Some time afterwards, we got to know Michael Palmer. A man of great dignity, carefully spoken, determined, he is Asher's bereaved father and the murdered one year-old Yonatan's saba (grandfather). A cultured person who keeps his opinions mostly to himself, he faced (we are assuming) a question with which we ourselves have had to grapple and to answer: They killed my loved ones. What is there for me to do now? 

Michael set out to do whatever is humanly possible to bring the killers to justice. This, for the benefit of readers living in comfortable places far from here, is not always so easy to do and never to be taken for granted. 

We know only some of what he managed to do. We know he retained a lawyer who knows the military court system inside out - not an obvious thing to do, but one that helps to level the playing field.

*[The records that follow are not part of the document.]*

PR #2107, opened 2021-09-11
teensy40: Enable receive watermark interrupt (Fixes #2092)

### LINKED ISSUE #2092: Teensy 4.0's machine.UART.handleInterrupt() does not work
@ardnew 
The program in examples/echo does not work.
It seems that `UART.handleInterrupt()` is not working.

The UART transmission by fmt.Printf() seems to be working.

ardnew:
This PR fixes a few problems that were apparent while debugging #2092, and it also simplifies the `(*UART).Configure` code a bit.

The most important change was to enable the receive and idle line interrupts (`LPUART_CTRL_RIE`, `LPUART_CTRL_ILIE`) during the config sequence (not sure if/how this was even working before?)

Some smaller periphery updates were also made as they generally improve the Teensy 4 package and do affect the stability/performance of UART:

- Move local registers of `enableDcache(bool)` to package scope (see: `dcacheCcsidr`, `dcacheSets`, and `dcacheWays` in `src/device/nxp/mimxrt1062_mpu.go`)
	- This eliminates a potentially-very-frequent heap allocation, as `enableDcache(bool)` is intended to be called before each DMA beat (I think that's the right term?)
- Reduce TinyGo stack size defined in linker script (`targets/mimxrt1062-teensy40.ld`) from an astronomically unreasonable `128K` to a conventional `4K`.
	- This frees up `124K` of DTCM RAM for application code. Enough said.

### DIFF
--- a/src/device/nxp/mimxrt1062_mpu.go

He pressured the authorities to treat the deaths of the young father and his baby son as murder by terrorism: the signs were there for anyone who wanted to see them, but at first the authorities did not see them. 

He pressed for the law to to be applied in the manner appropriate to cold-blooded perpetrators who set out to develop killing skills, and who eventually succeed in killing. 

He resisted with incredible firmness some of the more idiotic aspects of the military justice and prison system, some of which we were there to witness ourselves. 

He patiently endured postponements and adjournments, one after another: the defence lawyer fails to arrive in time, the prisoner has to prepare for exams, another reason, another excuse, another nerve-wracking delay. 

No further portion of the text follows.